Dataset entries:

================

PR #3069, opened 2026-08-03
refactor: unify graph node context menu construction

misterchedda:
Refactors the right-click graph node context menus into a shared implementation across the quest, scene, and behavior graphs

No user facing changes except adding tooltips for node actions

image

### DIFF
--- a/WolvenKit/Views/GraphEditor/GraphContextMenuBuilder.cs
+++ b/WolvenKit/Views/GraphEditor/GraphContextMenuBuilder.cs
@@ -1,0 +1,120 @@
+using System;
+using System.Windows;
+using System.Windows.Controls;
+using System.Windows.Controls.Primitives;
+using System.Windows.Media;
+using WolvenKit.Views.Templates;
+
+namespace WolvenKit.Views.GraphEditor;
+
+#nullable enable
+internal sealed class GraphContextMenuBuilder
+{
+    private readonly ContextMenu _menu;
+    private readonly Style _itemStyle;
+    private readonly Style _separatorStyle;
+    private bool _separatorPending;
+
+    public GraphContextMenuBuilder(ContextMenu menu, Style itemStyle, Style separatorStyle)
+    {
+        _menu = menu;
+        _itemStyle = itemStyle;
+        _separatorStyle = separatorStyle;
+        _menu.Items.Clear();
+    }
+
+    public void StartSection() => _separatorPending = _menu.Items.Count > 0;
+
+    public MenuItem AddAction(string header, string iconKind, Action click, string? description = null) =>
+        AddAction(header, iconKind, null, click, description);
+
+    public MenuItem AddAction(string header, string iconKind, string? iconColor, Action click, string? description = null)
+    {
+        var item = CreateMenuItem(header, iconKind, iconColor, click, description);
+        AddItem(item);
+        return item;
+    }
+
+    public MenuItem AddCategory(string header, string? description = null)
+    {
+        var item = CreateMenuItem(header, "FolderOutline", null, null, description);
+        AddItem(item);
+        return item;
+    }
+
+    public void AddItem(MenuItem item, bool applyDefaultStyle = true)
+    {
+        AddPendingSeparator();
+        if (applyDefaultStyle)
+        {
+            item.Style = _itemStyle;
+        }
+
+        _menu.Items.Add(item);
+    }
+
+    public void Open(ContextMenuEventArgs e)
+    {
+        _menu.SetCurrentValue(ContextMenu.IsOpenProperty, true);
+        e.Handled = true;
+    }
+
+    public static MenuItem CreateMenuItem(
+        string header,
+        string iconKind,
+        string? iconColor,
+        Action? click,
+        string? description = null)
+    {
+        var item = new MenuItem
+        {
+            Header = header,
+            Padding = (Thickness)Application.Current.Resources["WolvenKitMarginTiny"]!
+        };
+
+        if (!string.IsNullOrWhiteSpace(description))
+        {
+            item.ToolTip = description;
+            ToolTipService.SetPlacement(item, PlacementMode.Right);
+            ToolTipService.SetHorizontalOffset(item, 8);
+        }
+
+        if (iconKind is not null)
+        {
+            var hasIcon = iconKind != "Empty";
+            var icon = new IconBox
+            {
+                IconPack = hasIcon ? IconPackType.Material : IconPackType.Empty,
+                Kind = hasIcon ? iconKind : "",
+                Margin = new Thickness(4, 0, 2, 0),
+                Size = (double)Application.Current.Resources["WolvenKitIconMicro"]!
+            };
+
+            if (!string.IsNullOrEmpty(iconColor) &&
+                Application.Current.Resources[iconColor] is Brush brush)
+            {
+                icon.Foreground = brush;
+            }
+
+            item.Icon = icon;
+        }
+
+        if (click is not null)
+        {
+            item.Click += (_, _) => click();
+        }
+
+        return item;
+    }
+
+    private void AddPendingSeparator()
+    {
+        if (!_separatorPending)
+        {
+            return;
+        }
+
+        _menu.Items.Add(new Separator { Style = _separatorStyle });
+        _separatorPending = false;
+    }
+}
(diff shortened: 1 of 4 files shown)


Akiway:
In Scene graph, we lost the help link that redirect to `https://wiki.redmodding.org/wolvenkit/wolvenkit-app/editor/scene-editor`.
image

I think it can could be great to also add a link in quest graph to link to `https://wiki.redmodding.org/wolvenkit/wolvenkit-app/editor/quest-editor`.

WolvenKit/Views/GraphEditor/GraphEditorView.xaml.cs
```diff
@@ -318,260 +318,28 @@ private void Node_ContextMenuOpening(object sender, ContextMenuEventArgs e)
...
-            infoItem.Click += (_, _) => {
-                try
-                {
-                    System.Diagnostics.Process.Start(new System.Diagnostics.ProcessStartInfo("https://wiki.redmodding.org/wolvenkit/wolvenkit-app/editor/scene-editor") { UseShellExecute = true });
-                }
-                catch (Exception)
-                {
-                    // Silently handle any exceptions when opening the link
-                }
-            };
```
gistya, line 567: This normally opens a wiki link, but I notice in the refactor you don't include the help link. Should we keep that or was it meant to be removed by the refactor?

WolvenKit/Views/GraphEditor/GraphContextMenuBuilder.cs
```diff
@@ -0,0 +1,120 @@
...
+        }
+
+        if (iconKind is not null)
+        {
+            var hasIcon = iconKind != "Empty";
+            var icon = new IconBox
+            {
+                IconPack = hasIcon ? IconPackType.Material : IconPackType.Empty,
+                Kind = hasIcon ? iconKind : "",
+                Margin = new Thickness(4, 0, 2, 0),
```
gistya, line 89:
```suggestion
                Margin = (Thickness)Application.Current.Resources["WolvenKitMarginTiny"]!,   // = uniform 4 (App.Sizes.xaml:57) ... or add whichever one that you feel is appropriate
```

 Should we change this to use an app style? Typically prefer to see consistency on use of stylesheet/resources etc. over hardcoded values.

WolvenKit/Views/GraphEditor/GraphContextMenuBuilder.cs
```diff
@@ -0,0 +1,120 @@
...
+        _menu.SetCurrentValue(ContextMenu.IsOpenProperty, true);
+        e.Handled = true;
+    }
+
+    public static MenuItem CreateMenuItem(
+        string header,
+        string iconKind,
+        string? iconColor,
+        Action? click,
+        string? description = null)
```
gistya, line 67: It seems this method quietly also changes the look of other context menus besides just Graphs:

1. Editor background menu (Arrange Items / Hide-unhide sockets / Paste Node) (GraphEditorView.xaml.cs:266-274)
2. Grouping-node menu (GraphEditorView.xaml.cs:447-466)
3. "Search Node ..." (GraphEditorView.xaml.cs:885)
4. Connection menu ("Delete Connection") (GraphEditorView.xaml.cs:970)
5. Behavior child menus (Move Up/Down, Replace Child, Wrap Child With, Delete Child Branch) (GraphEditorView.xaml.cs:1009-1048)

Are we intending to change all of those or is this just supposed to impact the context menu? 

Because none of those others seem to get GraphContextMenuStyle or GraphContextMenuItemStyle, so they end up with the new icon spacing and the old menu chrome.

WolvenKit/Views/GraphEditor/GraphEditorView.xaml.cs
```diff
@@ -1065,33 +833,8 @@ private uint CreateNode(RedGraph graph, Type type, System.Windows.Point position
...
-            {
-                IconPack = (iconKind == "Empty") ? IconPackType.Empty : IconPackType.Material,
-                Kind = (iconKind == "Empty") ? "" : iconKind,
-                Margin = (Thickness)Application.Current.Resources["WolvenKitMarginTiny"]!,
-                Size = (double)Application.Current.Resources["WolvenKitIconMicro"]!
-            };
-
-            if (iconColor != null)
-            {
-                icon.Foreground = (Brush)Application.Current.Resources[iconColor] ?? Brushes.White;
```
gistya, line 1088: We used to give a default White color to the background as a fallback option but it seems now we don't?

WolvenKit/Views/GraphEditor/GraphContextMenuBuilder.cs
```diff
@@ -0,0 +1,120 @@
...
+                Kind = hasIcon ? iconKind : "",
+                Margin = new Thickness(4, 0, 2, 0),
+                Size = (double)Application.Current.Resources["WolvenKitIconMicro"]!
+            };
+
+            if (!string.IsNullOrEmpty(iconColor) &&
+                Application.Current.Resources[iconColor] is Brush brush)
+            {
+                icon.Foreground = brush;
+            }
```
gistya, line 97:
```suggestion
            if (!string.IsNullOrEmpty(iconColor) &&
                Application.Current.Resources[iconColor] is Brush brush)
            {
                icon.Foreground = brush;
            }
            else
            {
                icon.Foreground = Brushes.White;
            }
```

See my comment below on the removed line that this replaces. We used to give a fallback color of white. So I might suggest adding a fallback here so we're not changing the appearance unintentionally, unless that's your intent to remove the white fallback.

WolvenKit/Views/GraphEditor/GraphEditorView.xaml
```diff
@@ -21,25 +21,60 @@
         <!-- Node icon converter -->
         <converters:NodeIconConverter x:Key="NodeIconConverter" />
 
-        <!-- Style for help/info menu items -->
         <Style
-            x:Key="HelpMenuItemStyle"
+            x:Key="GraphContextMenuStyle"
+            TargetType="ContextMenu">
```
gistya, line 26: Should we add a `BasedOn` property for this Style? Seems it fully replaces ContextMenu style rather than extending it, which is inconsistent with GraphContextMenuItemStyle below, which does use BasedOn="{StaticResource {x:Type MenuItem}}".

This could be an issue because the default WPF ContextMenu template wraps the items host in a ScrollViewer; a bare StackPanel doesn't scroll or scroll-into-view on keyboard navigation, so an overly tall menu just clips. 

To me this seems like a blocker unless I'm mistaken, since we don't want unscrollable menus where you can't reach all the options... so I'm going to withhold approval until this comment is answered/resolved.

If we don't want to base off the WPF ContextMenu then at least wrap the content in a ScrollViewer?

(If I'm wrong then plz let me know)

WolvenKit/Views/GraphEditor/GraphContextMenuBuilder.cs
```diff
@@ -0,0 +1,120 @@
...
+        };
+
+        if (!string.IsNullOrWhiteSpace(description))
+        {
+            item.ToolTip = description;
+            ToolTipService.SetPlacement(item, PlacementMode.Right);
+            ToolTipService.SetHorizontalOffset(item, 8);
+        }
+
+        if (iconKind is not null)
```
gistya, line 82:
```suggestion
```

This is always true, don't need it.

WolvenKit/Views/GraphEditor/GraphContextMenuBuilder.cs
```diff
@@ -0,0 +1,120 @@
...
+        AddAction(header, iconKind, null, click, description);
+
+    public MenuItem AddAction(string header, string iconKind, string? iconColor, Action click, string? description = null)
+    {
+        var item = CreateMenuItem(header, iconKind, iconColor, click, description);
+        AddItem(item);
+        return item;
+    }
+
+    public MenuItem AddCategory(string header, string? description = null)
```
gistya, line 38: I notice none of the callers of this function are passing the "description" property. Should they be?

WolvenKit/Views/GraphEditor/GraphEditorView.NodeContextMenus.cs
```diff
@@ -0,0 +1,291 @@
...
+
+    private void AddDestroyDeletionMarkerAction(GraphContextMenuBuilder menu, NodeViewModel node) =>
+        menu.AddAction(
+            "Destroy Deletion Marker",
+            "CloseBoxOutline",
+            "WolvenKitRed",
+            () => Source.RemoveNode(node),
+            "Permanently removes this deletion marker from the graph");
+
+}
```
gistya, line 291:
```suggestion
            "Permanently removes this deletion marker from the graph");
}
```

Fix extra blank line here

gistya (changes requested):
Really solid, nice PR, nice work. I do have one small change request and a few minor questions. 

Happy to approve once those are resolved. Thanks MC!

gistya:
Also one other thing, it needs a changelog

PR #3071, opened 2026-08-03
Fix LoggerService performance issues

gistya:
# Fix LoggerService performance issues

**Fixed:**
- Fixes an issue where AddLog appended to LogEntries and let a CollectionChanged handler re-derive FilteredLogEntries: it re-scanned every entry ever logged, then Cleared the whole collection. This Reset in turn makes the ItemsControl tear down and regenerate every single row... and then force a ScrollToBottom layout pass. All of that **per message**, so the slowdown cost increased with the size of the log.
- Entries are now appended at O(1) per message. The full re-filter only runs when the user changes the level filter manually, and the scroll is coalesced to once per change set instead of once per entry.

Notes:

- This fix should help with an issue many users have reported where the app slows down over long usage sessions.
- A burst of log lines from a background thread would make the cost quadratic, starving the UI thread badly enough to visibly stall animations; archive loading writes one line per archive, which is why the welcome-screen fade dropped to a couple of frames per second while it ran. Fixing this log issue therefore unblocks moving archive loading to app launch, which will greatly improve load times for users getting into being able to edit a project.

### DIFF
--- a/WolvenKit/Views/Tools/LogView.xaml.cs
+++ b/WolvenKit/Views/Tools/LogView.xaml.cs
@@ -45,8 +45,6 @@ namespace WolvenKit.Views.Tools
             ViewModel = Locator.Current.GetService<LogViewModel>();
             DataContext = ViewModel;
 
-            LogEntries.CollectionChanged += LogEntries_CollectionChanged;
-
             var sink = Locator.Current.GetService<MySink>();
             _ = sink.Connect()
                 .ObserveOn(RxApp.MainThreadScheduler)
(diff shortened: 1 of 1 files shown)


manavortex (approved):

manavortex:
Works great - log is so much faster now :)

poirierlouis (approved):
LGTM.

I think the performance issue reported by users was mostly due to Syncfusion. I tried to fix data/virtualization without success in a past issue/PR. Someone else tried too but I can't remember who...
Though that's definitely a nice fix to have, thanks.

================

Directions
Repeat only what lies between the first line of the data and the line containing "--- a/WolvenKit/Views/GraphEditor/GraphContextMenuBuilder.cs", both of those lines included, exactly as it stands.

Task answer
PR #3069, opened 2026-08-03
refactor: unify graph node context menu construction

misterchedda:
Refactors the right-click graph node context menus into a shared implementation across the quest, scene, and behavior graphs

No user facing changes except adding tooltips for node actions

image

### DIFF
--- a/WolvenKit/Views/GraphEditor/GraphContextMenuBuilder.cs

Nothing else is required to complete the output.